Newbie Question - How to Set Non-critical milestone as final task

K

Kevin

Hi, I've been pouring over old posts and can't find an answer. Maybe I
came across it and didn't understand, so if so, I appologize in
advance.

The quick question:
Without defining Predecessors and not setting deadlines, is it possible
to set a task to be the final task within a subgroup?

The reason why:
I have a bunch of tasks in a subgroup (call it "Phase 1") defining the
critical path in my schedule. I would like to set up a milestone
markers within "Phase 1" to indicate when an external task should be
complete by. These markers should be the very last tasks occuring with
"Phase 1", but should not drive its duration. This could easily be
done with Predecessors, but would require lots and lots of them to
ensure that it is indeed the last task within "Phase 1." It would work
but be very ugly.

Thanks for any help,

Kevin
 
H

Haris Rashid

hi Kevin,

The objective of scheduling in MS Project is to let the sequence and
dependencies of tasks derive the end date.
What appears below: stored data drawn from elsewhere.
PR #3480, opened 2023-12-01
Add the --rebuild option to the k8s-env command

busma13:
This PR includes the following changes:
- Add the `--rebuild` option to `ts-scripts k8s-env`
- Use `yarn k8s:rebuild` script from root of teraslice
- This allows you to build a new Teraslice docker image and restart Teraslice in your k8s cluster. Previously you had to delete the cluster and re-run `yarn k8s`. Now services and the cluster do not need to be rebuilt.
- Changes to how teraslice and elasticsearch ports are determined. 
- Elasticserach store data is preserved between rebuilds. We may need to add the option to reset the ES store.

### DIFF
--- a/e2e/test/global.setup.js
+++ b/e2e/test/global.setup.js
@@ -13,10 +13,8 @@ const signale = require('./signale');
 const setupTerasliceConfig = require('./setup-config');
 const downloadAssets = require('./download-assets');
 const {
-    CONFIG_PATH, ASSETS_PATH, TEST_PLATFORM
+    CONFIG_PATH, ASSETS_PATH, TEST_PLATFORM, TERASLICE_PORT
 } = require('./config');
-
-const TERASLICE_PORT = 45678;
 
 module.exports = async () => {
     const teraslice = new TerasliceHarness();
--- a/e2e/test/global.setup.js
+++ b/e2e/test/global.setup.js
@@ -16,6 +16,8 @@ const {
     CONFIG_PATH, ASSETS_PATH, TEST_PLATFORM
 } = require('./config');
 
+const TERASLICE_PORT = 45678;
+
 module.exports = async () => {
     const teraslice = new TerasliceHarness();
     await teraslice.init();
@@ -39,9 +41,9 @@ module.exports = async () => {
     ]);
 
     if (TEST_PLATFORM === 'kubernetes') {
-        await deployK8sTeraslice();
+        await deployK8sTeraslice(TERASLICE_PORT);
         await teraslice.waitForTeraslice();
-        await setAliasAndBaseAssets();
+        await setAliasAndBaseAssets(TERASLICE_PORT);
     } else {
         await Promise.all([setupTerasliceConfig(), downloadAssets()]);
         await dockerUp();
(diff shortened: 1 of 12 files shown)


godber:
> Elasticserach store data is preserved between rebuilds. We may need to add the option to reset the ES store.

Yeah, there will be cases for both.

e2e/test/teraslice-harness.js
```diff
@@ -22,12 +22,15 @@ const { cleanupIndex } = ElasticsearchTestHelpers;
 
 const generateOnly = GENERATE_ONLY ? parseInt(GENERATE_ONLY, 10) : null;
 
+const TERASLICE_PORT = 45678;
```
godber, line 25: I'm not sure if this is accessible in this scope, but here's another place this port is defined:

https://github.com/terascope/teraslice/blob/7d9c89308d463832dd3470411b09c9caa3b7c93c/packages/scripts/src/helpers/scripts.ts#L24

In the scripts package, so maybe it does't make sense to have this dependency, or maybe it should go the other way.

e2e/test/global.setup.js
```diff
@@ -16,6 +16,8 @@ const {
     CONFIG_PATH, ASSETS_PATH, TEST_PLATFORM
 } = require('./config');
 
+const TERASLICE_PORT = 45678;
```
godber, line 19: You have this variable set elsewhere too.

godber: Is is a problem if it gets updated in one place but not the other?  If so, you have a problem.

packages/scripts/src/helpers/k8s-env/k8s.ts
```diff
@@ -188,39 +168,86 @@ export class K8s {
...
         } catch (err) {
-            logger.error('Error creating priorityClass: ', err);
+            logger.debug('Teraslice namespace cannot be deleted. It might not yet exist: ', err.response.body);
         }
+
+        await this.confirmDeletion(terasliceNamespace, this.k8sCoreV1Api);
     }
 
-    async deleteTerasliceNamespace() {
+    async confirmDeletion(terasliceNamespace: string, coreV1Api: k8sClient.CoreV1Api) {
```
godber, line 217: This is a pretty vague function name, if it means `confirmNamespaceDeletetion` you might name it that.

packages/scripts/src/helpers/scripts.ts
```diff
@@ -21,7 +21,6 @@ import { getE2eK8sDir } from '../helpers/packages';
 import { yamlDeploymentResource, yamlServiceResource } from './k8s-env/interfaces';
 
 const logger = debugLogger('ts-scripts:cmd');
-let TS_PORT = '45678';
```
godber, line 24: Now I'm confused about this TS_PORT thing.

godber (approved):
Approved, most of my comments are either general advice or stream of conscious comments.

e2e/test/teraslice-harness.js
busma13: - The teraslice port was a magic number in `e2e/test/teraslice-harness.js` and `e2e/test/global.setup.js`, so I just made it a constant so things were more explicit. I should be able to pass the value from one to the other.
- In my first attempt to declare the teraslice port, I placed it in `helpers/scripts.ts`, then modified it if we were in k8s-env mode, not testing mode. I then removed the declaration in favor of passing the port in from either the `global.setup.js` constant or the `k8s-env` command options.
- Ports are also hard coded into some yaml files. It would be nice to set a variable once and pass it everywhere needed!

godber (approved):

Issue #2670, opened 2021-04-28
k8s - Add force parameter to Teraslice Job stop API that force deletes things


godber:
It would be nice if k8s pods could be forcibly deleted as an option using the Teraslice job stop API.

Currently when stopping jobs it's like

```
POST /job/JOBID/_stop
```

perhaps an option like this:

```
POST /job/JOBID/_stop?force
```

I'd have to take a look at the k8s library I am using and see how I am using it and if force parameters can be added to these API calls, but the `kubectl` equivalant would be:

```
kubectl delete pods PODNAME --grace-period=0 --force
```

I'm not sure offhand how that works when deleting k8s jobs and deployments.

busma13:
I've spent some time playing with the `POST /job/JOBID/_stop` api endpoint as well as using `kubectl` with different combinations of `force` and `grace-period`.  Here are my thoughts so far:

- `POST /job/JOBID/_stop` is equivalent to `kubectl delete jobs`, not `kubectl delete pods`.  No combination of `force` and `grace-period` on a job will send a `SIGKILL` to worker and execution pods.  The worker pods will shutdown gracefully or timeout after `sysconfig.teraslice.shutdown_timeout` milliseconds. In prod this time is set to 5 minutes.
-  Calling `kubectl delete pods --grace-period=0` will send a `SIGKILL` to the pods specified, killing them instantly.  But without shutting down the jobs or/and resources first, the pods may restart automatically.
- Adding a `force` option to the  `POST /job/JOBID/_stop` endpoint would require adding a second request to the `jobs` section of the `k8s` client `delete` function that would delete all pods associated with the job.  This feels like the wrong approach, as we are fighting against the design principles of kubernetes. There may be possible race conditions where new worker pods are created to replace the killed pods if jobs/deployments are not yet deleted.

There are multiple scenarios that we are trying to fix:
1. A job is in a terminal state and is not allowed to be stopped. We don't need to shut pods down immediately. This should coincide with the `force` option?
2. A job is not in a terminal state, but we want the worker pods to shutdown immediately, without waiting `sysconfig.teraslice.shutdown_timeout` milliseconds. This should coincide with the `grace-period` option?
3. A combination of 1 and 2: terminal state that we want to shut down immediately.

busma13:
I missed something earlier:
- When using `force` and `grace-period` together grace period is ignored.
- This command will achieve scenario 2:
[...]

PR #3491, opened 2023-12-08
Add force option to POST /jobs/jobId/_stop and POST /ex/exId/_stop endpoints

busma13:
This PR adds a `force` option to the `POST /jobs/{jobId}/_stop` and `POST /ex/{exId}/_stop` endpoints
- include `force='true'` as a request parameter to forcefully stop all jobs, deployments, replicaSets and pods labeled with the execution ID in the url or the execution ID associated with the jobID in the url.
- This overrides the default behavior of not allowing a job with a status of `'completed', 'stopped', 'rejected', 'failed', 'terminated', or 'stopping'` to be stopped.
- Endpoint documentation updated.
- Adds a test for deleting with force set to true.
- Modifies `delete` job, service, and deployment tests to expect the complete response, not the response.body.

Ref: #2670

### DIFF
--- a/packages/teraslice/src/lib/cluster/services/cluster/backends/kubernetes/k8s.ts
+++ b/packages/teraslice/src/lib/cluster/services/cluster/backends/kubernetes/k8s.ts
@@ -301,20 +301,20 @@ export class K8s {
      *                                    'deployments', 'services', 'jobs'
      * @param  {Object}  forcePodList     List of all related pod, deployment, and job resources
      *                                    to be forcefully stopped.
-     * @return {Array}                    Array of k8s delete response objects.
+     * @return {Object}                   k8s delete response.
      */
     async delete(name: string, objType: string, forcePodList?: any) {
-        const responses = [];
+        let response;
 
         try {
             if (objType === 'services') {
-                responses.push(await pRetry(() => this.client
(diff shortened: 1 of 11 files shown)


packages/teraslice/src/lib/cluster/services/cluster/backends/kubernetes/k8s.ts
```diff
@@ -315,16 +317,36 @@ export class K8s {
...
+                        kind: 'DeleteOptions',
+                        propagationPolicy: 'Background'
+                    }
+                };
+
+                const deletePodResponses = [];
+                if (forcePodList) {
+                    deleteOptions.body.gracePeriodSeconds = 1;
+
+                    for (const pod of forcePodList.items) {
```
busma13, line 335: I am reconsidering the choice to delete all of these pods and the job at once.  I could add a delete pod option to this function and loop through the pods names in the `_deleteObjByExId` function, calling `delete` on each of them. This would clean up this function and make the testing much easier.

godber (approved):

godber:
I'm going to merge this, no need to add the comments, perhaps in a later PR.  Note, I've bumped the Teraslice version to `v0.89.0` so I can make a release.

PR #3496, opened 2023-12-12
copy over types from other packages so we can start the migration over the future

jsnoble:
- set the foundation so we can start pulling from a single source of truth, this will be an ongoing process
- Namespace a few of the important types to help organize and prevent possible collisions of type name

`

Preferably you should use this as
such. However, for your situation you can try either scheduling from the
finish date or you can add contraints to the tasks. Contraints will work if
your project has a fixed end date.

Regards,
 
S

Steve House [Project MVP]

Phase 1 would be a summary task with all its component tasks indented
underneath it. Place the milestone after all the subtasks but outdented
back out to the same level as the summary task. Link the Summary task to
the milestone FS so the end date of the summary drives the milestone's date.
This, IMHO, is one of the rare exceptions to the general rule of not linking
summary tasks - in this case doing so provides an accurate picture of the
reality. The date you see for the milestone will always be the date that
the latest finishing subtask in the summary finishes because that's what
determines the finish of the summary.